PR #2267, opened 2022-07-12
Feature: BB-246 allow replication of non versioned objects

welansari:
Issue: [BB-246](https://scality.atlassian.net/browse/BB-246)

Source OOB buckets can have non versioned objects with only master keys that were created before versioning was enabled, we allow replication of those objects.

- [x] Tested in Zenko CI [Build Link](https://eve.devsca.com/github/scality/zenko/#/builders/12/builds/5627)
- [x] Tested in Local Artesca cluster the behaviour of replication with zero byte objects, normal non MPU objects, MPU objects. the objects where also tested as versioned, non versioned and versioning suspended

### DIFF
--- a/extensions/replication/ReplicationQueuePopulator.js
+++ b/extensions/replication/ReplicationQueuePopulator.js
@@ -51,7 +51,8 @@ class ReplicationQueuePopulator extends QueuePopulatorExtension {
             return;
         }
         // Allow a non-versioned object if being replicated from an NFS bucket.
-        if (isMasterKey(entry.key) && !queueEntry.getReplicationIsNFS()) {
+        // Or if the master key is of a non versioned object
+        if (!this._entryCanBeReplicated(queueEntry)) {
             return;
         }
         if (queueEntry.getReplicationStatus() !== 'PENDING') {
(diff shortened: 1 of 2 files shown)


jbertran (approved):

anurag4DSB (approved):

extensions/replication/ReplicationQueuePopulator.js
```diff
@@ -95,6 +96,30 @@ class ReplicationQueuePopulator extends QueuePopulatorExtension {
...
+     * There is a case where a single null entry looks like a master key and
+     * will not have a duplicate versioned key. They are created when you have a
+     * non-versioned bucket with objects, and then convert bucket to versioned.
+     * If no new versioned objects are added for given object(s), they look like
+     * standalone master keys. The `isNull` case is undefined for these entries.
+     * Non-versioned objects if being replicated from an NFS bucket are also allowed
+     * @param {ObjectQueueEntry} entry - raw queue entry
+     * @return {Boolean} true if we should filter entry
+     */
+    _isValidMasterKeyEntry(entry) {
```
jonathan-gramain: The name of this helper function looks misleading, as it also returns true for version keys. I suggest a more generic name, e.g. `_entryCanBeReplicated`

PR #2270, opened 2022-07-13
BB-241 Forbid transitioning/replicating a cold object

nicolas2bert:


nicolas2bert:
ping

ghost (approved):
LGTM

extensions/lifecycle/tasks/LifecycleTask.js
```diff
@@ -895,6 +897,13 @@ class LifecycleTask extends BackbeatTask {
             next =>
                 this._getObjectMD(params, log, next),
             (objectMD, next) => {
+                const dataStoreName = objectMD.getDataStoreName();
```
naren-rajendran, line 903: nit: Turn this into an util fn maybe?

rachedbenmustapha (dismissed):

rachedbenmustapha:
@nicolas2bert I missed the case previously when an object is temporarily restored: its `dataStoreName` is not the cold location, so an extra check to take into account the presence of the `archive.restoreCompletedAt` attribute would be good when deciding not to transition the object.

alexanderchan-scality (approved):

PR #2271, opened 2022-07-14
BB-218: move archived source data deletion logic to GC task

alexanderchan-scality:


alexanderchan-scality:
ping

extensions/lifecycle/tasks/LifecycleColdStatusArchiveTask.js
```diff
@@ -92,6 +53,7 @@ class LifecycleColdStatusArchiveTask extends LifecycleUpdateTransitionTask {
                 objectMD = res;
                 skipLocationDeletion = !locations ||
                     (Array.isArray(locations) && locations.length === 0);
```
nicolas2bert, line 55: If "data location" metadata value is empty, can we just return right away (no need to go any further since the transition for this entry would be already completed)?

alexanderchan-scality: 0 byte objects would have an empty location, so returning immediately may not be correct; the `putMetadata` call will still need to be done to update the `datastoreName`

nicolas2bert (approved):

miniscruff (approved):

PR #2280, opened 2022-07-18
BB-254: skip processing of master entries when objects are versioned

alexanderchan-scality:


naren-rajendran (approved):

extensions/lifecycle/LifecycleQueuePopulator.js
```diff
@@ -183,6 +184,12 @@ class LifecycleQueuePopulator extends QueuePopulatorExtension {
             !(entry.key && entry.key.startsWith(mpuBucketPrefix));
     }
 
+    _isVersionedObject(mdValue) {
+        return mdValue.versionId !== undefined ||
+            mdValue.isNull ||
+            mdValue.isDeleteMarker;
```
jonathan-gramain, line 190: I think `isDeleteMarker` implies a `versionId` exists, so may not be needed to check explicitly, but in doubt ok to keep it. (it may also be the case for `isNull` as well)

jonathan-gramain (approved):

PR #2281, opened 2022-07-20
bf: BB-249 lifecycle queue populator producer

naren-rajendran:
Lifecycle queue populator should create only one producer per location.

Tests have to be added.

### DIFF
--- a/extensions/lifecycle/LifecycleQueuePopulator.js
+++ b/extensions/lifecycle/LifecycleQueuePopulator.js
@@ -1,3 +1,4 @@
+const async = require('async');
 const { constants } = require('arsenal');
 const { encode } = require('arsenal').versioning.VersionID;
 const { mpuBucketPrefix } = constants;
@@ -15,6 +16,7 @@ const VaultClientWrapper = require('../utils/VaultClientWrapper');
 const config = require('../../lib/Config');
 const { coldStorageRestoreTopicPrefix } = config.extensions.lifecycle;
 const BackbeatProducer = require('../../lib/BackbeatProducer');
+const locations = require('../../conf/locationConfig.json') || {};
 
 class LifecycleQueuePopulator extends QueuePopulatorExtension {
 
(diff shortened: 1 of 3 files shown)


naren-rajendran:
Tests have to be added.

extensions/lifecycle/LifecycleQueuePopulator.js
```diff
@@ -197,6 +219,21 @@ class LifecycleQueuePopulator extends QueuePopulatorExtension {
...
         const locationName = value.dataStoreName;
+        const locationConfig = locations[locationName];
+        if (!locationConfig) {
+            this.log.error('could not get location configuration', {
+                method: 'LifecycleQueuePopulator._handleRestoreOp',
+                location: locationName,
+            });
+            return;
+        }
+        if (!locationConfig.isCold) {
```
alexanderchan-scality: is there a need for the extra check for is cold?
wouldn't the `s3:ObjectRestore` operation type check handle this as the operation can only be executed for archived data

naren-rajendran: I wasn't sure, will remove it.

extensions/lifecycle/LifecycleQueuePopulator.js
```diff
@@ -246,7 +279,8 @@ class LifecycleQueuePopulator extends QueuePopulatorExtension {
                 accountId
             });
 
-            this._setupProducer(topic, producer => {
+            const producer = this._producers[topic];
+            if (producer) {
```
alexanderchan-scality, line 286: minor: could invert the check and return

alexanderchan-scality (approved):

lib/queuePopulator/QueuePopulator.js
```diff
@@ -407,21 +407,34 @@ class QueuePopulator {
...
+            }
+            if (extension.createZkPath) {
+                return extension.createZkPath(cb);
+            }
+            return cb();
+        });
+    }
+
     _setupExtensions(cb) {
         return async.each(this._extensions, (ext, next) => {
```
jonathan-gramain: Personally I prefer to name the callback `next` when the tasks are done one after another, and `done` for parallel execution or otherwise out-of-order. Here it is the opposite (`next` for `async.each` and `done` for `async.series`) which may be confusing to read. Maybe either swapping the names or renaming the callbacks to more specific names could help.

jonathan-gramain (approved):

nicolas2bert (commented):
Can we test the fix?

◆ ◆ ◆ ◆

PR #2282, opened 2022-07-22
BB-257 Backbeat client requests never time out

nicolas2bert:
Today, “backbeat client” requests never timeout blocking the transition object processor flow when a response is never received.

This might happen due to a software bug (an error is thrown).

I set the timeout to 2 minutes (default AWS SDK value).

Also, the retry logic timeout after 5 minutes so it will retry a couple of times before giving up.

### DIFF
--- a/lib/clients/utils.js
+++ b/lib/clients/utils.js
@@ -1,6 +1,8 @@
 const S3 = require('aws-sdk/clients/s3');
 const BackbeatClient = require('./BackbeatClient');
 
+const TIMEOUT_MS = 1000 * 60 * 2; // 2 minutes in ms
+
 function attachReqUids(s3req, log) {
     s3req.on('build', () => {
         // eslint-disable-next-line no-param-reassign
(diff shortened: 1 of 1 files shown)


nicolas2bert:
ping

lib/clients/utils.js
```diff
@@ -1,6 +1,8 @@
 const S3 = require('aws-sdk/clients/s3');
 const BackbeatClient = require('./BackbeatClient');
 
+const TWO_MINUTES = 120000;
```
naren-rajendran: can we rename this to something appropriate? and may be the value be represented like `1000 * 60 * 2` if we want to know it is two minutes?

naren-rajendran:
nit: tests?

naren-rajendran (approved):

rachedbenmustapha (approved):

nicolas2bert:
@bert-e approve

◆ ◆ ◆ ◆

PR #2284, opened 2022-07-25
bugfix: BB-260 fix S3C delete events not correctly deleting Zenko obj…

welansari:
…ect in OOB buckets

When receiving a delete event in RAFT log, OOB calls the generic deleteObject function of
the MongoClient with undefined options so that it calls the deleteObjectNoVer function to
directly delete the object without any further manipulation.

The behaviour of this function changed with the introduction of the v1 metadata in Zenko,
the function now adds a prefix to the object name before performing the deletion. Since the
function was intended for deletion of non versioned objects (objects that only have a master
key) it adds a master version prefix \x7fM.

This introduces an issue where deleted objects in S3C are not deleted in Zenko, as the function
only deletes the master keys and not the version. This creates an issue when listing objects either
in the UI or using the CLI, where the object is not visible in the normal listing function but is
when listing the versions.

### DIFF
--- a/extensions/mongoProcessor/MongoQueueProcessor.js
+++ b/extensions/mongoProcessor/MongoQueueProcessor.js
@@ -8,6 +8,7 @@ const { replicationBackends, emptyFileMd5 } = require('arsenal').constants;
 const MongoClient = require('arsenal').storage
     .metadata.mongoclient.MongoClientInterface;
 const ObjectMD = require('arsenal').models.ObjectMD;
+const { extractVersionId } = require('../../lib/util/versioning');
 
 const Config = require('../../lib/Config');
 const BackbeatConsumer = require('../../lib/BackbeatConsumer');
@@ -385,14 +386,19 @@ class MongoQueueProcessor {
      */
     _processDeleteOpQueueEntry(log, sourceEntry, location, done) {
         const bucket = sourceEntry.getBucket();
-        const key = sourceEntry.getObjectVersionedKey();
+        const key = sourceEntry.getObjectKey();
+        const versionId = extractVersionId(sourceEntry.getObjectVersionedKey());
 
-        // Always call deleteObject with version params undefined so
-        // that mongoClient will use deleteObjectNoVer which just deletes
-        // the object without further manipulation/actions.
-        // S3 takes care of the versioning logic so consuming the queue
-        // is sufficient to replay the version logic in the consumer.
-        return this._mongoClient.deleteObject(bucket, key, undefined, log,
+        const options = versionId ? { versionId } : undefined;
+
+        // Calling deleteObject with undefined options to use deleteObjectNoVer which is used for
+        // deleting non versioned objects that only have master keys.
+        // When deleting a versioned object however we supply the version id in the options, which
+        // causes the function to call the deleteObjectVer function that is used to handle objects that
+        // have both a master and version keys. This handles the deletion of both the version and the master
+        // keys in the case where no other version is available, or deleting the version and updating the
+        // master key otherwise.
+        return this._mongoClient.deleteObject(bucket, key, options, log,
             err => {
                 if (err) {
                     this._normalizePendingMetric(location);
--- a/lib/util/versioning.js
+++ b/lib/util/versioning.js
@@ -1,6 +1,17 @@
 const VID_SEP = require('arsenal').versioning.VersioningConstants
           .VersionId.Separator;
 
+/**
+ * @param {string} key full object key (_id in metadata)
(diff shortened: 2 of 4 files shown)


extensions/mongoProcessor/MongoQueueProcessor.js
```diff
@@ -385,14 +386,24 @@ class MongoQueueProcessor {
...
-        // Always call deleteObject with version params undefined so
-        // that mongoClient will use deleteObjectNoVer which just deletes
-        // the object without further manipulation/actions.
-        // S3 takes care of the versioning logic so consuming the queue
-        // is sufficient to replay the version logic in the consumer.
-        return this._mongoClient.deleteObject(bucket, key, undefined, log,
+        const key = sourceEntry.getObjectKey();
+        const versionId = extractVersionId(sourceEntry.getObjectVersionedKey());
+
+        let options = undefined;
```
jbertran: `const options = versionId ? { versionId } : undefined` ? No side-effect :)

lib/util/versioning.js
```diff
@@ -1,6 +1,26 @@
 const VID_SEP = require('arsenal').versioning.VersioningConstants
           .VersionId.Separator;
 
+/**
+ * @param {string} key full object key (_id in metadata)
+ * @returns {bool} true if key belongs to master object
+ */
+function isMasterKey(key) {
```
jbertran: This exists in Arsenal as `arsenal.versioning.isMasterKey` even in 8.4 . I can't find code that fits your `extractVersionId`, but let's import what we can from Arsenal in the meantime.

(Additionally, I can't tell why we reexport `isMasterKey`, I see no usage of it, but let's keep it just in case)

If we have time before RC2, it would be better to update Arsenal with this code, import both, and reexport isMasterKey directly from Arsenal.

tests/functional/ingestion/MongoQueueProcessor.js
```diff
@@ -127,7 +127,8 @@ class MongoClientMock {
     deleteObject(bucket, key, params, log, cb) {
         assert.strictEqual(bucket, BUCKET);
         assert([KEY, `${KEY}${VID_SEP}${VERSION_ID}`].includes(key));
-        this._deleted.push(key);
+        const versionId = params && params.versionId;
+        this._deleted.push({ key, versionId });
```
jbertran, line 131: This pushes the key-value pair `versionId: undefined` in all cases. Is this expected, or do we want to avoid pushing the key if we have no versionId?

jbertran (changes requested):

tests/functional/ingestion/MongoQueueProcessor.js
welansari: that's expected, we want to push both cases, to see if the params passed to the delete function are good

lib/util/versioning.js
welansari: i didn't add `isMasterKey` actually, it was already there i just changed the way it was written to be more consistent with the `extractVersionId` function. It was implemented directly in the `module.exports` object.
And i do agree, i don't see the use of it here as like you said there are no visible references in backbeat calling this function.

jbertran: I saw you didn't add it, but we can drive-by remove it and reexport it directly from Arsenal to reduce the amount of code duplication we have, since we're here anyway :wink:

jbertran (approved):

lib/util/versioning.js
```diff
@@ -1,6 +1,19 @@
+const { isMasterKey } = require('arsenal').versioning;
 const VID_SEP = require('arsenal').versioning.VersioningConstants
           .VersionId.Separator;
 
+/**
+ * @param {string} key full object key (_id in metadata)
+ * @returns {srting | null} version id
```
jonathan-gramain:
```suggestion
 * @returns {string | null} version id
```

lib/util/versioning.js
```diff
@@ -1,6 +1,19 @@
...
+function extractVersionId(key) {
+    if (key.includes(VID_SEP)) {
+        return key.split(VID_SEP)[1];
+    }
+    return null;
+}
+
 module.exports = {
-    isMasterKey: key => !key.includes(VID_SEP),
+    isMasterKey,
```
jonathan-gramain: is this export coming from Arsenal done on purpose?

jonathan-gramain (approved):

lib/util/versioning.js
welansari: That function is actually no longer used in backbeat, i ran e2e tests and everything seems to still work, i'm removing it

◆ ◆ ◆ ◆

| EXERCISE |
Report all lines of the data above that include the string "requests".

| WRITTEN ANSWER |
BB-257 Backbeat client requests never time out
Today, “backbeat client” requests never timeout blocking the transition object processor flow when a response is never received.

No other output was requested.